New methods for bounding the number of points on curves over finite fields

TL;DR

This paper introduces new upper bounds for the maximum number of rational points on algebraic curves over finite fields, providing exact values for specific cases and exploring related lattice and elliptic curve properties.

Contribution

It presents novel bounds for rational points on curves over finite fields and characterizes Frobenius polynomials for certain genus-12 curves, advancing understanding in algebraic geometry over finite fields.

Findings

N_4(7) = 21

N_8(5) = 29

Frobenius polynomial constraints for genus-12 curves over F_2

Abstract

We provide new upper bounds on N_q(g), the maximum number of rational points on a smooth absolutely irreducible genus-g curve over F_q, for many values of q and g.
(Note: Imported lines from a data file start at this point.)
PR #1764, opened 2021-09-10
Backend changes - 8664

karthik-aot:
*Issue #:*
https://github.com/bcgov/entity/issues/8664

*Description of changes:*

- created migration script for updating remarks field to array(postgres) and list(python)
- refactor task service layer accordingly
- updated tests

How it would be in DB
image

Before Upgrade
image
After upgrade
image
After downgrade
image


auth-api/migrations/versions/304705f06971_tasks_multiple_reasons.py
```diff
@@ -0,0 +1,84 @@
...
+
+    conn = op.get_bind()
+    task_res = conn.execute("SELECT * FROM tasks;")
+    task_list: List[Task] = task_res.fetchall()
+
+    for task in task_list:
+        if task.remarks is None:
+            continue
+        # A check if there are task remarks that is already wrapped in '{}', ideally, we would not hit this scenario
+        if task.remarks.startswith('{') and task.remarks.endswith('}'):
```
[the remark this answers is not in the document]
karthik-aot: yeah. I shall refactor the same way like downgrade, check if it an array :)

saravanpa-aot, line 36: you can remove the whole thing rite? its an upgrade script ;so we will never have this scenario
also select * from can check for tasks which remarks exists

auth-api/migrations/versions/304705f06971_tasks_multiple_reasons.py
```diff
@@ -0,0 +1,84 @@
...
+            task_id = task.id
+            remarks = task.remarks.split(',')
+            # Now updating the new remarks value back in the table
+            update_sql = text("UPDATE tasks SET remarks = :remarks where id = :task_id") \
+                .params(
+                remarks=remarks, task_id=task_id)
+            op.execute(update_sql)
+
+    # ### alter command auto generated by Alembic ###
+    op.alter_column('tasks', 'remarks',
```
saravanpa-aot, line 48: shudnt this happen before the update statement?

docker/docker-compose.yml
```diff
@@ -60,19 +60,19 @@ services:
...
+      mem_limit: 512m
+      expose:
+        - 4222
+        - 8222
+      labels:
+        - entity.services=nats
+      ports:
+        - 4222:4222
+        - 8222:8222
+      tty: true
```
saravanpa-aot, line 76: why is this change?

auth-api/migrations/versions/304705f06971_tasks_multiple_reasons.py
```diff
@@ -0,0 +1,84 @@
...
+branch_labels = None
+depends_on = None
+
+
+def upgrade():
+    # We get the list of tasks at first.
+    # we convert tasks.remarks from character type to array form ( check if there are arrays already, edge case )
+    # we convert the column remarks type from character to ARRAY
+
+    conn = op.get_bind()
```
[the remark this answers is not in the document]
karthik-aot: ARRAY type expects JSON value and would not accept string literal. 
image
Therefore, I transform the existing column value to JSON array type and then alter the column :)

auth-api/migrations/versions/304705f06971_tasks_multiple_reasons.py
karthik-aot: yeah refactored the condition now

auth-api/migrations/versions/304705f06971_tasks_multiple_reasons.py
karthik-aot: ARRAY type expects JSON value and would not accept string literal.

Among other results, we find that N_4(7) = 21 and N_8(5) = 29, and we show that a genus-12 curve over F_2 having 15 rational points must have characteristic polynomial of Frobenius equal to one of three explicitly given possibilities. We also provide sharp upper bounds for the lengths of the shortest vectors in Hermitian lattices of small rank and determinant over the maximal orders of small imaginary quadratic fields of class number 1. Some of our intermediate results can be interpreted in terms of Mordell-Weil lattices of constant elliptic curves over one-dimensional function fields over finite fields. Using the Birch and Swinnerton-Dyer conjecture for such elliptic curves, we deduce lower bounds on the orders of certain Shafarevich-Tate groups.